DATA TO PROCESS:
PR #1153, opened 2022-04-07
Vision framework stubs

mrolappe:
This adds Vision framework stubs, generated on Catalina.


mrolappe:
@facekapow can this be merged now?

REQUIRED ACTION:
All the entries should be output exactly as given.

REPLY:
PR #1153, opened 2022-04-07
Vision framework stubs

mrolappe:
This adds Vision framework stubs, generated on Catalina.


mrolappe:
@facekapow can this be merged now?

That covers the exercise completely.